Providing initial data to app instances running in Docker Swarm

atrz · March 15, 2018, 8:36am

Hi all,

I have an app, lets call it MyApp, that I would like to run in cluster on lets’ say 3 nodes (but it can be 2, 5, 10, any number of nodes). Each instance of MyApp is independent from the other instance - each gets its set of initial data, that needs to be stored in DB so it can be accessed by MySecondApp.

So, to summarize,

There is some initial data in DB, it is accessed by MySecondApp
MySecondApp can operate on initial data, add/update/delete
There are instances of MyApp - each instance gets part of initial data - they are independent. I was thinking that MySecondApp reads all initial data and serves as coordinator. But it needs to know which instances exists. Does Docker that provide? MySecondApp gets all instances of MyApp (service registry) and initializes one by one. Should I implement this as custom solution or can use some framework?
If initial data is updated via MySecondApp, changes need to be propagated to the MyApp instance that is operating on that data
(Optionally) If additional data is added, I can create new instance of MyApp that will handle that added data

I am now looking into Docker to see what features it provides to run my scenario. So far, I understand that by using Docker Swarm I can start 3 instances of MyApp on 3 nodes. However, I cannot find how can I provide each with initial data. It seems to me that I cannot use the “Docker Config” for this because, with MySecondApp I should be able to update initial data and changes should be propagated to correct instances of MyApp (those operating on that modified data).

What from the list above can be handled by Docker (Swarm)?

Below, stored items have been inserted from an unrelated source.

PR #2827, opened 2022-01-20
Google Sheets destination plugin

pauloouriques:
## Change description

This PR introduces the Google Sheets destination plugin.

### Development

### Impact

### Code review


plugins/@grouparoo/google-sheets/src/lib/sheet-export/exportRecords.ts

I am very new to all of this so any help would be great!

BR,
atrz

dmaze · March 15, 2018, 11:28am

If you store the data in a relational database – a postgres or mysql container, say, or an external database not managed by Docker – then you don’t have this problem of moving data around. At startup time you’d give each of the application containers the host name of the database and some sort of partition identifier (a SQL schema name or a data set ID value) and every one would talk to the same database.

No. If you merely need to know about the data sets that exist, and they’re all in one central database, you could do an SQL query and get them. If you need to know about the actual worker processes, they could connect to the coordinator process to get directions. You could also use some sort of service discovery system or configuration store (Hashicorp’s Consul; CoreOS’s etcd; the Kubernetes Service subsystem; Apache ZooKeeper) to directly record what other processes exist.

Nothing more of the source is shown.